Stored data entries:
PR #81, opened 2018-12-21
[opsrc] Make configuring reconciler idempotent

tkashem:
Make configuring reconciler for OperatorSource object idempotent.
Right now, if the given CatalogSourceConfig object already exists
then the reconciler assumes that it is already properly configured
and moves on. This may not be true, due to unexpected error we might
have stale CatalogSourceConfig object. Making the configuring
reconciler idempotent helps us work around these issue(s).

Do the following to make it idempotent:
- Call Create to cretae the CatalogSourceConfig object.
- If we get an AlreadyExists error, then get the latest version
  of the object.
- Set the fields appropriately and then Call Update.

### DIFF
--- a/pkg/operatorsource/configuring.go
+++ b/pkg/operatorsource/configuring.go
@@ -59,38 +59,53 @@ func (r *configuringReconciler) Reconcile(ctx context.Context, in *v1alpha1.Oper
 
 	out = in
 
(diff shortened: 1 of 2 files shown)


tkashem:
@aravindhp you can look at it now.

PR #83, opened 2019-01-05
[install] Add support for installation by CVO

aravindhp:
- Move to using "openshift-marketplace" namespace instead of "openshift-operators"
- Add a "manifests" folder consisting of an ordered set of resources required by the operator. CVO will apply them in the given order. Note that the "imagePullPolicy" is set to "IfNotPresent", which differs from the deployment in the CSV. This is because the image will be replaced by the CVO as per image-references.
- Update the Dockerfiles to add the "manifests" folder and io.openshift.release.operator label
- Update the README to reflect that Marketplace will be running by default in the "openshift-marketplace" namespace


tkashem:
Are you going to add the default `OperatorSource` CR in a separate PR? We also need to remove `OperatorSource` CRD and default CR from OLM.

aravindhp:
Yes I will add the default CR after it's removed from OLM in a separate PR. I want this merged and tested from the installer first.

aravindhp:
>Remove creation of resources from the e2e tests as they will be part
of the cluster by default. Update the SDK local run configuration to not
create any resources.

I am not sure if I should remove this in this PR or a follow up PR. I will debug the e2e tests and decide on that.

tkashem:
Thinking out loud - immediately after deployment, reconciliation of the default `OperatorSource` CR(s) might fail if `CatalogSource` CRD is not registered (this might happen if CVO hasn't got to OLM yet in release payload). Although, with future retries it should  eventually get reconciled. 

As an option, we could deploy Marketplace operator immediately after OLM by getting a `CVO run level` higher than OLM. I personally prefer to keep them order agnostic which is the way it is now.

kevinrizza:
@aravindhp Don't we want to move these files from the /deploy folder so we don't have duplicates?

aravindhp:
> Thinking out loud - immediately after deployment, reconciliation of the default `OperatorSource` CR(s) might fail if `CatalogSource` CRD is not registered (this might happen if CVO hasn't got to OLM yet in release payload). Although, with future retries it should eventually get reconciled.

Your objective:
Every entry should be given again exactly as written.

Answer area:
PR #81, opened 2018-12-21
[opsrc] Make configuring reconciler idempotent

tkashem:
Make configuring reconciler for OperatorSource object idempotent.
Right now, if the given CatalogSourceConfig object already exists
then the reconciler assumes that it is already properly configured
and moves on. This may not be true, due to unexpected error we might
have stale CatalogSourceConfig object. Making the configuring
reconciler idempotent helps us work around these issue(s).

Do the following to make it idempotent:
- Call Create to cretae the CatalogSourceConfig object.
- If we get an AlreadyExists error, then get the latest version
  of the object.
- Set the fields appropriately and then Call Update.

### DIFF
--- a/pkg/operatorsource/configuring.go
+++ b/pkg/operatorsource/configuring.go
@@ -59,38 +59,53 @@ func (r *configuringReconciler) Reconcile(ctx context.Context, in *v1alpha1.Oper
 
 	out = in
 
(diff shortened: 1 of 2 files shown)


tkashem:
@aravindhp you can look at it now.

PR #83, opened 2019-01-05
[install] Add support for installation by CVO

aravindhp:
- Move to using "openshift-marketplace" namespace instead of "openshift-operators"
- Add a "manifests" folder consisting of an ordered set of resources required by the operator. CVO will apply them in the given order. Note that the "imagePullPolicy" is set to "IfNotPresent", which differs from the deployment in the CSV. This is because the image will be replaced by the CVO as per image-references.
- Update the Dockerfiles to add the "manifests" folder and io.openshift.release.operator label
- Update the README to reflect that Marketplace will be running by default in the "openshift-marketplace" namespace


tkashem:
Are you going to add the default `OperatorSource` CR in a separate PR? We also need to remove `OperatorSource` CRD and default CR from OLM.

aravindhp:
Yes I will add the default CR after it's removed from OLM in a separate PR. I want this merged and tested from the installer first.

aravindhp:
>Remove creation of resources from the e2e tests as they will be part
of the cluster by default. Update the SDK local run configuration to not
create any resources.

I am not sure if I should remove this in this PR or a follow up PR. I will debug the e2e tests and decide on that.

tkashem:
Thinking out loud - immediately after deployment, reconciliation of the default `OperatorSource` CR(s) might fail if `CatalogSource` CRD is not registered (this might happen if CVO hasn't got to OLM yet in release payload). Although, with future retries it should  eventually get reconciled. 

As an option, we could deploy Marketplace operator immediately after OLM by getting a `CVO run level` higher than OLM. I personally prefer to keep them order agnostic which is the way it is now.

kevinrizza:
@aravindhp Don't we want to move these files from the /deploy folder so we don't have duplicates?

aravindhp:
> Thinking out loud - immediately after deployment, reconciliation of the default `OperatorSource` CR(s) might fail if `CatalogSource` CRD is not registered (this might happen if CVO hasn't got to OLM yet in release payload). Although, with future retries it should eventually get reconciled.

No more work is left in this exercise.